Notwithstanding the troubles to deploy out to the US, the return Trail home was less problematic (possibly after we sacked the Officer responsible for the outbound leg), with the notable exception that there is still one jet stuck at Lajes. Spare a thought for the people who have been left on the tropical island guarding the aircraft since April. It must be awful for them.

Closer to home:
The Tornado half of the TES have quietly been coolly continuing their business in the UK, helping with an urgent commitment to test Brimstone and ASRAAM some novel target sets in order to help deliver some interesting capabilities, plus have tested a new software avionics standard. The Typhoon stragglers (those that didn’t get a US invite) have not been sleeping at all restfully, suffering from an acute case of FOMO* whilst carrying out the early testing of the new Tranche 2 P1Eb aircraft at BAe Systems Warton. This early testing of P1Eb by the TES in conjunction with BAeS should smooth the RAF introduction of our most advanced version of Typhoon, with  Paveway 4 capability, later this year.

Coming and goings:
During this period we have seen a substantial change of personnel, some for the better. In no particular order the TES would like to extend a warm welcome to:

Major Travis ‘Snakeye / CHiPS’ Winslow, our US exchange Pilot; Flt Lt Alex ‘Youngy’ Young, who joins us from IX(B) Sqn to be our new Tornado QWI(N); Flt Lt Nick ‘Jonesy’ Jones, Flt Lt Jim ‘Stokesy’ Stokes and Flt Lt Scott ‘Dott’ Cotton to be our new Trials Management Officers; Flt Lt Jude ‘Just call me Jude’ Clark, and finally Miss Laura Bushfield to our Operational Analysis (OA) cell.
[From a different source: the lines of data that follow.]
PR #3036, opened 2020-10-21
Clean up internal/fuse

greatroar:

Cleans up the internal/fuse package. Mainly:

* Generate inodes from parent directories instead of the root. Using the root gives the same inodes for distinct directories.
* Don't generate "." and ".." entries. bazil.org/fuse works fine without these, its examples don't generate them, and the ".." entries were incorrect anyway: SnapshotsDir was using the root for "..", regardless of its actual parent.
* Merged MetaDir back into Root. It was introduced in 2c02efd1fe1d35239e0bbacabebc6c2ef9140cc4 as a refactor, but all of its users have since dropped it except Root.

No.

Checklist
---------

### DIFF
--- a/internal/fuse/root.go
+++ b/internal/fuse/root.go
@@ -68,7 +68,7 @@ func NewRoot(repo restic.Repository, cfg Config) *Root {
 		}
 	}
 
-	root.SnapshotsDir = NewSnapshotsDir(root, rootInode, NewSnapshotsDirStructure(root, cfg.PathTemplates, cfg.TimeTemplate), "")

Unfortunately, manning would only allow us new members at the expense of some of our more established personnel. Therefore, we wish the following personnel our best wishes as they leave us for pastures new:

Sqn Ldr Mike (Judy) Garland received a well deserved promotion and almost immediate deployment to Afganistan with IX(B) Sqn; Sqn Ldr Chris ‘Far’ Morris who also was promoted to a job at MOD Abbey Wood; Chris ‘Beatbox’ Beattie and Chris ‘Wooly’ Wooliscroft from our OA team.

Finally, it would be unfair not to mention Sqn Ldr Andrew ‘Tids’ Tidmarsh who joined and then promptly left the TES during this period. Tids managed to arrive on the TES, fly to the US ahead of the delayed Typhoons, spend 4 weeks topping up his tan and then leave us to take up a post with the Army down south. He will be missed (he may have done some work at some point).

Going forward:
The next few months should see the TES carry out and report on more than 10 flight trials, field five different standards of Aircraft and test a multitude of weapons and systems. You can expect us to be present at CQWI and also all deliver briefings at Tornado and Typhoon MOBs prior to our next deployment to the US. We also look forward to hosting the Swedish Air Force and their Gripens this summer at Coningsby.